§ **Work order**:
In the data below, which lines contain "constructing"? List them by copying each one.

§ **Source data**:
○ ○ ○

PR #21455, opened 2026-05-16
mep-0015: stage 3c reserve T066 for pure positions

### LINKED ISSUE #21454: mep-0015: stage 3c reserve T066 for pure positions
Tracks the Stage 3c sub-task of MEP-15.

○ ○ ○

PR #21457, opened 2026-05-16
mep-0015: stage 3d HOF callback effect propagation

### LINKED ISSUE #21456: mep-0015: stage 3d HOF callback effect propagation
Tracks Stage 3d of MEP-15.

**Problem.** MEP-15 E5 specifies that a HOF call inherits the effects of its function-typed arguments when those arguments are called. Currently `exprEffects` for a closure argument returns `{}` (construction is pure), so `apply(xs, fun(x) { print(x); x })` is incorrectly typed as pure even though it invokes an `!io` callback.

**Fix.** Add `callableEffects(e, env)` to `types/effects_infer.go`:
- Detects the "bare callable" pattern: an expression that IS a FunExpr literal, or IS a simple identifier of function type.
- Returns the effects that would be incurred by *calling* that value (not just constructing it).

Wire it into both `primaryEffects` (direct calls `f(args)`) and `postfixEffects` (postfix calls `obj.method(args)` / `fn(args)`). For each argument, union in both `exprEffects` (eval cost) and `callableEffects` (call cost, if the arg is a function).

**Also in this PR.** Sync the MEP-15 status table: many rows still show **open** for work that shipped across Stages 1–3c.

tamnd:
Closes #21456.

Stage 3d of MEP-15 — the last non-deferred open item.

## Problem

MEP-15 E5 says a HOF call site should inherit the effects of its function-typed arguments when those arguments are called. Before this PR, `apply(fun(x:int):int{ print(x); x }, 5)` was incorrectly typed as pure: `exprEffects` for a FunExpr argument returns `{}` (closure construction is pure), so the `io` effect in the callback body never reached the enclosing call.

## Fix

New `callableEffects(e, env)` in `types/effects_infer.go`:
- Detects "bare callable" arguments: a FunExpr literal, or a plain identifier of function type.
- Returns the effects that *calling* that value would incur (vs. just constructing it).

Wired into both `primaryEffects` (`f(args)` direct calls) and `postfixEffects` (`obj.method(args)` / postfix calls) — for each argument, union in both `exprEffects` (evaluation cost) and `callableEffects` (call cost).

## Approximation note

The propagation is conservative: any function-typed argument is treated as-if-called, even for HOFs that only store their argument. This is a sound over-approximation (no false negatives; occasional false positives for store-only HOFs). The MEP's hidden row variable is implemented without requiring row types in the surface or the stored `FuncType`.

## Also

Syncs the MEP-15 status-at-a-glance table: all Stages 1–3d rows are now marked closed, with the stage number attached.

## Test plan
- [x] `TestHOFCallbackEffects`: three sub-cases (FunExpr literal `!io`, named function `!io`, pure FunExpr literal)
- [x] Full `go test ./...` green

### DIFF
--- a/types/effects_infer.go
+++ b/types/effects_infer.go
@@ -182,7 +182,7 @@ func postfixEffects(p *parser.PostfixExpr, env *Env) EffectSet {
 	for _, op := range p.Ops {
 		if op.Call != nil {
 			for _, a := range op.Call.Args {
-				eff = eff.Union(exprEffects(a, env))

○ ○ ○

§ **Written answer**:
- Returns the effects that would be incurred by *calling* that value (not just constructing it).
- Returns the effects that *calling* that value would incur (vs. just constructing it).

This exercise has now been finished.